Her head starts vibrating lightly as her eyes squint.

Or…seven…I start to say, and just trail off.

She takes one last, long pull off of the cigarette before dropping it on the bare wooden floor and crushing it with a high-heeled boot, then looking at me the way grocery shoppers examine food labels. I am overwhelmed with terror at the prospect of her trying to dryhump me.

Instead, she turns toward the door suddenly, then asks if I hear anything. I don’t, but she walks closer to it and I follow, and the sounds of some kind of fracas become audible. I am sure I hear Jeff’s voice carrying over all others, buffeted by quite a bit of high-pitched shrieking which I’m unsure is human.

It turns out to be human after all, it is in fact Justin, cowering in the corner with all the other crew and cast members as Jeff bellows something about someone touching his butt while he was nodding off in the corner. Eddie and the others have braved the deli trays and seem to be enjoying them, indifferent to the commotion.

You were fuckin’ touching my butt, Jeff hollers.
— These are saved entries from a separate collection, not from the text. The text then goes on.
PR #4560, opened 2023-01-09
Bind tensor derivatives in Python

nilsvu:
### Code review checklist

- [ ] The code is documented and the documentation renders correctly. Run
  `make doc` to generate the documentation locally into `BUILD_DIR/docs/html`.
  Then open `index.html`.
- [ ] The code follows the stylistic and code quality guidelines listed in the
  [code review guide](https://spectre-code.org/code_review_guide.html).
- [ ] The PR lists upgrade instructions and is labeled `bugfix` or
  `new feature` if appropriate.

PR #4561, opened 2023-01-09
Add ApplyPointwise to Python CLI

nilsvu:
## Proposed changes

Pointwise transformations of volume data. Allows to run any Python function over H5 vol data files. Doesn't yet do derivatives (need #4560 and a bit more for that) or parallelization (need to think a bit more about the best way to parallelize this). Should be functional enough to generate derived datasets from volume data though.

### Code review checklist

  Then open `index.html`.
  `new feature` if appropriate.

### DIFF
--- a/src/Visualization/Python/ApplyPointwise.py
+++ b/src/Visualization/Python/ApplyPointwise.py
@@ -1,0 +1,327 @@
+# Distributed under the MIT License.
+# See LICENSE.txt for details.
+
+import click
+import importlib
+import inspect
+import logging
+import numpy as np
+import re
+import spectre.IO.H5 as spectre_h5
+from pydoc import locate
+from typing import Union, Iterable, Dict, Optional, Sequence, List
+
+logger = logging.getLogger(__name__)
+
+
+def snake_case_to_camel_case(s: str) -> str:
+    """snake_case to CamelCase"""
+    return "".join([t.title() for t in s.split("_")])
+
+
+def parse_pybind11_signature(callable) -> inspect.Signature:
+    # Pybind11 functions don't currently expose a signature that's easily
+    # readable, see issue https://github.com/pybind/pybind11/issues/945.
+    # Therefore, we parse the docstring. Its first line is always the function
+    # signature.
+    match = re.match(callable.__name__ + r"\((.+)\) -> (.+)", callable.__doc__)
+    if not match:
+        raise ValueError(
+            f"Unable to extract signature for function '{callable.__name__}'. "
+            "Please make sure it is a pybind11 binding of a C++ function. "
+            "If it is, please file an issue and include the following first "
+            "line of its docstring:\n\n" + callable.__doc__.partition("\n")[0])
+    match_args, match_ret = match.groups()
+    parameters = []
+    for arg in match_args.split(","):
+        arg = arg.strip()
+        if " = " in arg:
+            arg, default_value = arg.split(" = ")
+        else:
+            default = inspect.Parameter.empty
+        name, annotation = arg.split(": ")
+        annotation = locate(annotation)
+        parameters.append(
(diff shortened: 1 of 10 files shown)


src/Visualization/Python/ApplyPointwise.py
```diff
@@ -0,0 +1,313 @@
...
+
+    Any pybind11 binding of a C++ function will also work, as long as it takes
+    exclusively tensors as arguments. The kernels can be loaded from any
+    available Python module, such as 'spectre.PointwiseFunctions'. You can also
+    execute a Python file that defines kernels with the '--exec' / '-e' option.
+
+    By default, the data for the input arguments are read from datasets in the
+    volume files with the same names, transformed to CamelCase. For example, the
+    input dataset names for the 'shift_magnitude' function above would be
+    'Shift(_x,_y,_z)' and 'SpatialMetric(_xx,_yy,_zz,_xy,_xz,_yz)'. The output
```
nilsdeppe: Maybe add a sentence "That is, the code uses the name `shift` from the function argument, changes it to CamelCase, then reads the `Shift(_x,_y,_z)` datasets into a `tnsr.I[DataVector, 3]` before passing it to the function." This would've made it easier for me to understand.

tests/Unit/Visualization/Python/Test_ApplyPointwise.py
```diff
@@ -0,0 +1,59 @@
...
+    def test_snake_case_to_camel_case(self):
+        self.assertEqual(snake_case_to_camel_case("hello_world"), "HelloWorld")
+
+    def test_apply_pointwise(self):
+        open_h5_files = [spectre_h5.H5File(self.h5_filename, "a")]
+        open_volfiles = [
+            h5file.get_vol("/element_data") for h5file in open_h5_files
+        ]
+
+        kernel = Kernel(psi_squared)
```
nilsdeppe: Is there an easy way to test something like the shift magnitude where multiple components need to be retrieved and combined?

nilsdeppe (changes requested):
This looks great! Couple suggestions. Let me know whether or not you agree :) You can squash immediately if you like them!

tests/Unit/Visualization/Python/Test_ApplyPointwise.py
nilsvu: added another kernel, please see fixup

nilsdeppe (commented):
Awesome! Thank you! Please squash!

nilsdeppe (dismissed):

src/Visualization/Python/ApplyPointwise.py
```diff
@@ -0,0 +1,327 @@
...
+            # can slice the tensor data into elements and call those kernels
+            # that request it element-wise, passing them the mesh and Jacobian
+            # as well.
+            for kernel in kernels:
+                kernel_args = [
+                    all_tensor_data[input_name]
+                    for input_name in kernel.input_names
+                ]
+
+                transformed_tensor = kernel.callable(*kernel_args)
```
nilsdeppe, line 180: If I read this right, each kernel must return exactly one tensor. Would it be easy to (maybe in a followup pR) allow returning a tuple/list/dict of tensors (whatever is easiest)?

nilsdeppe (approved):

src/Visualization/Python/ApplyPointwise.py
nilsvu: Yea I meant to do that but didn't come up with a nice way of specifying the dataset names for the tensors. Maybe returning a dict is the easiest solution.

nilsdeppe: Yea, I would go for a dict :)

It was a broomstick. I was just trying to wake you. I thought you were the c-c-custodial staff, s-sleeping on the job, Justin insists.

Do I look like a fuckin’ janitor? Jeff demands, wearing a jean jacket covered in Kreator patches and spikes, and there’s a long pause while the art crowd looks him over before conceding they are unable to reach any kind of conclusion in that regard.

I look at the foreign mime lady and tell her, I’m not really into poetry.

She arches one eyebrow.

I whisper a follow-up remark into her ear and she nearly dies of laughter.